At the state level this has often been exacerbated by bi-partisan legislation. Many of the reforms that have failed to achieve or even approach their stated goals have been passed with support from the Democrats and Republicans holding one or both legislative houses or the governor’s office. This has a particularly chilling effect on politics-based health reform coverage. Reporting on the Oregon Health Plan, for example, focused almost exclusively on the attempt to ration services for Medicaid enrollees – would this plan harm the disabled or the poor, was it just? – while the basic question of whether the law, even taking rationing for granted, would succeed in reducing the uninsured in the state, went unasked. In Tennessee, similarly, the spectacle of almost one million Medicaid enrollees being moved into managed care plans occluded the basic question of whether the proposal to extend coverage to another half a million uninsured residents was economically viable, or if it would succeed in reducing the state’s uninsured over time – these latter goals being the entire point of moving Medicaid recipients into managed care plans in the first place.
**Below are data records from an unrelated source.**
PR #4086, opened 2021-04-21
Add Protofile for info service

hitanshu-mehta:
This is the protofile for the Info service we are planning to add as part of [unified endpoint discovery](https://thanos.io/tip/proposals/202101_endpoint_discovery.md/) proposal.

### Open questions
1. Can there be disjoint labelsets (i.e. different external labels for different APIs) for the components exposing multiple APIs?
2. Is there any other metadata for any API?

### DIFF
--- a/pkg/info/infopb/rpc.proto
+++ b/pkg/info/infopb/rpc.proto
@@ -1,0 +1,64 @@
+// Copyright (c) The Thanos Authors.
+// Licensed under the Apache License 2.0.
+
+syntax = "proto3";
+package thanos;
+
+import "store/labelpb/types.proto";
+import "store/storepb/rpc.proto";
+import "gogoproto/gogo.proto";
+
+option go_package = "infopb";
+
+option (gogoproto.sizer_all) = true;
+option (gogoproto.marshaler_all) = true;
+option (gogoproto.unmarshaler_all) = true;
+option (gogoproto.goproto_getters_all) = false;
+
+// Do not generate XXX fields to reduce memory footprint and opening a door
+// for zero-copy casts to/from prometheus data types.
+option (gogoproto.goproto_unkeyed_all) = false;
+option (gogoproto.goproto_unrecognized_all) = false;
+option (gogoproto.goproto_sizecache_all) = false;
+
+// Info represents the API that is responsible for gather metadata about the all APIs supported by the component.
+service Info {
+    // Info returns the metadata (Eg. LabelSets, Min/Max time) about all the APIs the component supports.
+    rpc Info(InfoRequest) returns (InfoResponse);
+}
+
+message InfoRequest {}
+
+message InfoResponse {
+    repeated ZLabelSet label_sets = 1 [(gogoproto.nullable) = false];
+    StoreType storeType  = 2; // Maybe rename to ComponentType
+    
+    StoreInfo storeInfo = 3;
+    RulesInfo rulesInfo = 4;
+    MetadataInfo metadataInfo = 5;
+    ExemplarsInfo exemplarsInfo = 6;
+    
+    // Deprecated. Use label_sets instead.
+    repeated Label labels = 7 [(gogoproto.nullable) = false, (gogoproto.customtype) = "github.com/thanos-io/thanos/pkg/store/labelpb.ZLabel"];
+
+}
+
+message StoreInfo {
+    int64 min_time = 1;
+    int64 max_time = 2;
+}
+
+message RulesInfo {
+    int64 min_time = 1;
+    int64 max_time = 2;
+}
+
+message MetadataInfo {
+    int64 min_time = 1;
+    int64 max_time = 2;
+}
+
+message ExemplarsInfo {
+    int64 min_time = 1;
+    int64 max_time = 2;
+}
--- a/pkg/info/infopb/rpc.proto
+++ b/pkg/info/infopb/rpc.proto
@@ -5,7 +5,6 @@ syntax = "proto3";
 package thanos;
 
 import "store/labelpb/types.proto";
-import "store/storepb/rpc.proto";
 import "gogoproto/gogo.proto";
 
 option go_package = "infopb";
@@ -29,18 +28,25 @@ service Info {
 
 message InfoRequest {}
 
+enum ComponentType {
+    UNKNOWN = 0;
+    QUERY = 1;
+    RULE = 2;
+    SIDECAR = 3;
+    STORE = 4;
+    RECEIVE = 5;
+    // DEBUG represents some debug StoreAPI components e.g. thanos tools store-api-serve.
+    DEBUG = 6;
+  }
+
 message InfoResponse {
     repeated ZLabelSet label_sets = 1 [(gogoproto.nullable) = false];
-    StoreType storeType  = 2; // Maybe rename to ComponentType
+    ComponentType ComponentType  = 2;
     
     StoreInfo storeInfo = 3;
     RulesInfo rulesInfo = 4;
     MetadataInfo metadataInfo = 5;
     ExemplarsInfo exemplarsInfo = 6;
-    
-    // Deprecated. Use label_sets instead.
-    repeated Label labels = 7 [(gogoproto.nullable) = false, (gogoproto.customtype) = "github.com/thanos-io/thanos/pkg/store/labelpb.ZLabel"];
-
 }
 
 message StoreInfo {
--- a/pkg/info/infopb/rpc.proto
+++ b/pkg/info/infopb/rpc.proto
@@ -32,14 +32,14 @@ message InfoResponse {
     repeated ZLabelSet label_sets = 1 [(gogoproto.nullable) = false];
     string ComponentType          = 2;
     
-    StoreInfo store               = 3;
+    StoresInfo stores             = 3;
     RulesInfo rules               = 4;
     MetadataInfo metadata         = 5;
     TargetsInfo targets           = 6;
     ExemplarsInfo exemplars       = 7;
 }
 
-message StoreInfo {
+message StoresInfo {
     int64 min_time = 1;
     int64 max_time = 2;
 }
--- a/pkg/info/infopb/rpc.proto
+++ b/pkg/info/infopb/rpc.proto
@@ -30,15 +30,27 @@ message InfoRequest {}
 
 message InfoResponse {
     repeated ZLabelSet label_sets = 1 [(gogoproto.nullable) = false];
-    string ComponentType  = 2;
+    string ComponentType          = 2;
     
-    StoreInfo store = 3;
-    ExemplarsInfo exemplars = 4;
+    StoreInfo store               = 3;
+    RulesInfo rules               = 4;
+    MetadataInfo metadata         = 5;
+    TargetsInfo targets           = 6;
+    ExemplarsInfo exemplars       = 7;
 }
 
 message StoreInfo {
     int64 min_time = 1;
     int64 max_time = 2;
+}
+
+message RulesInfo {
+}
+
+message MetadataInfo {
+}
+
+message TargetsInfo {
 }
 
 message ExemplarsInfo {
--- a/pkg/info/infopb/rpc.proto
+++ b/pkg/info/infopb/rpc.proto
@@ -20,7 +20,7 @@ option (gogoproto.goproto_unkeyed_all) = false;
 option (gogoproto.goproto_unrecognized_all) = false;
 option (gogoproto.goproto_sizecache_all) = false;
 
-// Info represents the API that is responsible for gather metadata about the all APIs supported by the component.
+// Info represents the API that is responsible for gathering metadata about the all APIs supported by the component.
 service Info {
     // Info returns the metadata (Eg. LabelSets, Min/Max time) about all the APIs the component supports.
     rpc Info(InfoRequest) returns (InfoResponse);
--- a/pkg/info/infopb/rpc.proto
+++ b/pkg/info/infopb/rpc.proto
@@ -44,10 +44,7 @@ message InfoResponse {
     ComponentType ComponentType  = 2;
     
     StoreInfo storeInfo = 3;
-    RulesInfo rulesInfo = 4;
-    MetadataInfo metadataInfo = 5;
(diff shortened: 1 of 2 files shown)


pkg/info/infopb/rpc.proto
```diff
@@ -0,0 +1,76 @@
...
+}
+
+message StoreInfo {
+    int64 min_time = 1;
+    int64 max_time = 2;
+}
+
+message RulesInfo {
+    int64 min_time = 1;
+    int64 max_time = 2;
```
yeya24, line 60: What does min max time mean for rules, metadata and targets info?

hitanshu-mehta: Yes. It doesn't make any sense 🤦🏻‍♂️. We always use current rules.

pkg/info/infopb/rpc.proto
```diff
@@ -0,0 +1,70 @@
...
+    RULE = 2;
+    SIDECAR = 3;
+    STORE = 4;
+    RECEIVE = 5;
+    // DEBUG represents some debug StoreAPI components e.g. thanos tools store-api-serve.
+    DEBUG = 6;
+  }
+
+message InfoResponse {
+    repeated ZLabelSet label_sets = 1 [(gogoproto.nullable) = false];
```
yashrsharma44, line 43: Are we using gogoproto? This is not maintained [currently](https://github.com/gogo/protobuf/issues/691), so it would be nice to remove this dependency

bwplotka: Yes, we need to do it, once switching to grpc middleware v2, can you help with that @yashrsharma44 ? (: 

Otherwise, let's focus on the main work here, and remove gogoproto in dedicated PR (:

yashrsharma44: Sure, we can take care of that in another PR 👍

pkg/info/infopb/rpc.proto
```diff
@@ -0,0 +1,70 @@
...
+
+message MetadataInfo {
+}
+
+message ExemplarsInfo {
+    int64 min_time = 1;
+    int64 max_time = 2;
+}
+
+message TargetsInfo {
```
yeya24, line 69: Do we still need `RulesInfo`, `MetadataInfo` and `TargetsInfo`, even though they are just empty structs? Do we want to change them to bools or keep structs for future usage?

hitanshu-mehta: I think we can remove them, because we are going to use gRPC reflection as mentioned in [proposal](https://thanos.io/tip/proposals/202101_endpoint_discovery.md/)  so we will be able to know about these services even if we don't add struct of boolean flags for them. WDYT?

pkg/info/infopb/rpc.proto
```diff
@@ -0,0 +1,58 @@
...
+    RECEIVE = 5;
+    // DEBUG represents some debug StoreAPI components e.g. thanos tools store-api-serve.
+    DEBUG = 6;
+  }
+
+message InfoResponse {
+    repeated ZLabelSet label_sets = 1 [(gogoproto.nullable) = false];
+    ComponentType ComponentType  = 2;
+    
+    StoreInfo storeInfo = 3;
```
bwplotka, line 46:
```suggestion
    StoreInfo store = 3;
```

pkg/info/infopb/rpc.proto
```diff
@@ -0,0 +1,58 @@
...
+    ExemplarsInfo exemplarsInfo = 4;
```
bwplotka, line 47:
```suggestion
    ExemplarsInfo exemplars = 4;
```

bwplotka (approved):
Nice, I think this is a good start TBH, just small suggestion otherwise LGTM.

We can add later info types later on

bwplotka:
I would love @brancz view too and other maintainers before merging though.

squat:
Yes, it would be great to have your inputs 🙇 Prem and I are reviewing in-the-loop during our 1-1s

squat (dismissed):

yeya24 (dismissed):
LGTM

bwplotka:
I pinged @brancz he created reminder for it

hitanshu-mehta:
Thank you everyone for the quick review 😃  !

I have some questions about min and max time for exemplars.

- How are we going to use the min and max time of exemplars?
- Will it be same as the min and max time of store API, if not how can we calculate it?

If we are not going the use them then we can remove them for now. WDYT?

cc: @onprem @squat

yeya24:
Good question.
1. min_time and max_time can be used for filtering. For example, a federated exemplars query against multiple stores that implement Exemplar APIs. The query request contains start and end time so we can filter out the stores by checking their exemplars time range.

2. It is not the same. It is independent I think. And unfortunately, Prometheus doesn't expose any metadata about exemplars. IMO maybe we can add something upstream.

hitanshu-mehta:
Thank you @yeya24. That clears things up! 

> Prometheus doesn't expose any metadata about exemplars.

I guess that should not be a blocker for adding Info service for now 🤔 . At the same time, we can open an issue at Prometheus.

pkg/info/infopb/rpc.proto
```diff
@@ -0,0 +1,58 @@
...
+    SIDECAR = 3;
+    STORE = 4;
+    RECEIVE = 5;
+    // DEBUG represents some debug StoreAPI components e.g. thanos tools store-api-serve.
+    DEBUG = 6;
+  }
+
+message InfoResponse {
+    repeated ZLabelSet label_sets = 1 [(gogoproto.nullable) = false];
+    ComponentType ComponentType  = 2;
```
brancz, line 44: I expected this not to be the component type, but rather the APIs that this server serves, the type can be ambiguous, especially as we already have community extensions that don't strictly fall under any component, eg. the OpenTSDB implementation of the StoreAPI.

brancz:
I think the way I would personally structure it is by having a message type for each type of API that can be served. That way, by just passing a configuration struct for that API we automatically know that API is being served, and it gives us the opportunity to add any kind of configuration/info per API that we want in the future (even if it might be empty today). What was started with StoreInfo and ExemplarInfo goes in the right direction (off the top of my head TargetsAPI and RulesAPI should also be included as part of this work).

pkg/info/infopb/rpc.proto
hitanshu-mehta: We can discover APIs supported by the server using gRPC reflection and retrieve metadata by calling the `Info` method of this service. I have added `ComponentType` to be more consistent with the [Info](https://github.com/thanos-io/thanos/blob/7d118f416be98cf502b9b5e0df4e98b37478f3f3/pkg/store/storepb/rpc.proto#L79) method we already have in StoreAPI.
TBH, not sure about the compatibility of this Info service with community extensions.

hitanshu-mehta:
Yes, initially that was the plan but currently, we don't have any metadata for `Rules`, `Targets`, and `Metadata` APIs, so those structs were empty. Also, we are going to use gRPC reflection as mentioned in [proposal](https://github.com/thanos-io/thanos/blob/main/docs/proposals/202101_endpoint_discovery.md#solution), so the discovery of these services can be done without adding any struct or boolean flags for them.

pkg/info/infopb/rpc.proto
bwplotka: Yea, I think it's a misunderstanding a bit. The component type is really for debugging purposes, we (try) to not rely on this information. Maybe it should be then string in next iteration to indicate that it should not be used for discoverability? We use it for the Store UI page and some compatibility changes around metadata / label advertising in store GW. 🤔

bwplotka (commented):
Yea I think what we have @brancz is what you explain, just it might be confusing with component Type which is really inherited from old Info and used for "naming" (like `User-Agent` for server or something)

pkg/info/infopb/rpc.proto
onprem: Just to clarify a bit more on why we plan to use reflection for discovery. If we use reflection we will have a single source of truth. For example, if a gRPC endpoint exposes `thanos.StoreAPI` only then the Querier will add it to the stores list and otherwise it won't. Another advantage that builds up on this is that if we add some Service to a component, it will be discovered automatically by the Querier without additional changes. For example, if we add support for exemplarsAPI in Receive, we will have to just do that (implement the API) and the Querier will pick this up automatically and add the Receive endpoint to `exemplars` list.

@brancz @bwplotka I am interested in your opinions on this. Do you think we should go with this approach or do you prefer exposing this information as part of the Info Service and not using reflection.

squat:
It sounds like overall we agree but we need to clear up some confusion. Maybe we are just talking past each other. 

This PR proposes that the `InfoResponse` message will have nested message types for every API that we may want to provide information about. It does not currently have embedded messages for APIs that don't provide any info today, e.g. Targets, but as soon as we have a use for some metadata, we can add it to a `TargetsInfo` message type and embed a `TargetsInfo` message in the `InfoResponse` message. 

Frederic, are you saying that we should include a empty `TargetsInfo` message to signal that we implement the Targets API even if the API does not yet have any metadata? In this case we could use gogoproto nullable fields to differentiate between an empty message and no support for that API.

pkg/info/infopb/rpc.proto
brancz: I see, thanks for clarifying everyone. I think what @bwplotka said, to just change the component type to be a string instead of an enum would be best then, that way it can serve the debugging purpose without being constraining on the ecosystem.

brancz:
> Frederic, are you saying that we should include a empty TargetsInfo message to signal that we implement the Targets API even if the API does not yet have any metadata? In this case we could use gogoproto nullable fields to differentiate between an empty message and no support for that API.

Just thinking out loud, but yeah I think this would be nice, as that way we wouldn't have to use gRPC reflection at all, and have all the discovery about the capabilities of a gRPC server in one `Info` call.

bwplotka:
Sounds good, I don't how gRPC reflection works but sounds unsafe/extra call. Btw, we cannot rely on Gogoproto anymore as it's deprecated


We can try to move out of this in another PR, but there should be similar option in normal proto

pkg/info/infopb/rpc.proto
```diff
@@ -0,0 +1,59 @@
...
+    rpc Info(InfoRequest) returns (InfoResponse);
+}
+
+message InfoRequest {}
+
+message InfoResponse {
+    repeated ZLabelSet label_sets = 1 [(gogoproto.nullable) = false];
+    string ComponentType          = 2;
+    
+    StoreInfo store               = 3;
```
bwplotka, line 35: Can we double check how those APIs are called? 

We have singular vs plural names: `StoreInfo` vs `RulesInfo` etc.. can we have consistency? `StoresInfo` or `RuleInfo`? 🤔

bwplotka (commented):
Nice, Looks good, one nit only.

cc @brancz

bwplotka (approved):

pkg/info/infopb/rpc.proto
hitanshu-mehta: I checked other proto files in Thanos. All of them are using plural names. Should we go with plural?

pkg/info/infopb/rpc.proto
```diff
@@ -0,0 +1,59 @@
...
+    rpc Info(InfoRequest) returns (InfoResponse);
+}
+
+message InfoRequest {}
+
+message InfoResponse {
+    repeated ZLabelSet label_sets = 1 [(gogoproto.nullable) = false];
+    string ComponentType          = 2;
+    
+    StoresInfo stores             = 3;
```
bwplotka, line 35: Can we add comments to the new API? All public comments should expose some commentary especially specification like this.

Please note we follows protobuf code style, so field comments should start with `///`

bwplotka, line 35: Also sorry for confusion, we suggested to check other APIs to make sure we the naming makes sense. We definitely have API called `Store`  not `Stores` so that one is wrong (`StoreInfo` makes more sense same with variable, there is single Store implementation there).

For others let's check but I see:

```
/// Rules represents API that is responsible for gathering rules and their statuses.
service Rules {
    /// Rules has info for all rules.
    /// Returned rules are expected to include external labels.
    rpc Rules(RulesRequest) returns (stream RulesResponse);
}
/// Targets represents API that is responsible for gathering targets and their states.
service Targets {
    /// Targets has info for all targets.
    /// Returned targets are expected to include external labels.
    rpc Targets (TargetsRequest) returns (stream TargetsResponse);
}
/// Exemplars represents API that is responsible for gathering exemplars and their states.
service Exemplars {
    /// Exemplars has info for all exemplars.
    /// Returned exemplars are expected to include external labels.
    rpc Exemplars(ExemplarsRequest) returns (stream ExemplarsResponse);
}
service Metadata {
  rpc MetricMetadata(MetricMetadataRequest) returns (stream MetricMetadataResponse);
}
```

I guess others then makes sense, so... can we revert to what we had? Sorry for confusion 🤦🏽

pkg/info/infopb/rpc.proto
```diff
@@ -0,0 +1,59 @@
...
+    RulesInfo rules               = 4;
+    MetadataInfo metadata         = 5;
```
bwplotka, line 37:
```suggestion
    MetricMetadataInfo metric_metadata         = 5;
```

bwplotka (approved):
Sorry for confusion, I elaborated what I meant (: Thanks.

Let's add examples, then LGTM!

pkg/info/infopb/rpc.proto
hitanshu-mehta: No worries! Thank you for checking out APIs. I will revert back to `StoreInfo`

hitanshu-mehta: Yes sure, I will comment the proto file properly.

bwplotka (approved):
Thanks. 

LGTM! I think we can merge this and iterate over this proto if needed, before we migrate all clients/impl to it.

vovanloc0798 (approved):

onprem (approved):
LGTM!

squat (approved):

onprem:
:tada:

This shortcoming has also been exacerbated by the subject material. Increasing access to health care is what makes health reform morally compelling for most people, but financing and cost controls are what make efforts to expand access sustainable or unsustainable. These are topics not well-suited to personal interest stories, and they are often bewilderingly complex. In Massachusetts alone, residents have been promised universal health care or dramatic reductions in the uninsured at least four times in the last twenty years. A few years after each reform passes, the dry logic of costs and financing has left residents back where they started, and yet when the politics of health reform begin again we are provided with very little information in the public sphere to sort out the snake-oil from the genuine, sustainable reform proposals.
I write to you not because I believe the New York Times is particularly at-fault in leaving its reading public unprepared to determine the viability of different health reform proposals, but because the scope of the Times’s coverage has meant that it has reported on a wide range of state and national efforts, which gives us a good window on the history of health reform coverage in the United States. This year, many national commentators are measuring the ongoing process of health policy development against the failed Health Security Act of the Clinton era. This has led many advocates to be particularly concerned with crafting politically viable proposals. I believe this makes the burden on reporters to effectively assess whether the proposals are likely to achieve their stated goals sustainably all the more important.
I would urge the Times not to report health policy disputes in a he-said/she-said format divorced from evidence-based standards. Reporters should challenge interviewees to source their economic claims, include those sources in their write-ups, and not shy away from evaluating the quality of evidence offered from different perspectives. Furthermore, we have learned time and again that where there is political harmony, there is not necessarily economic rationality. The burden of evidence-based evaluation of health policy cannot stop at the borders of political skirmishes.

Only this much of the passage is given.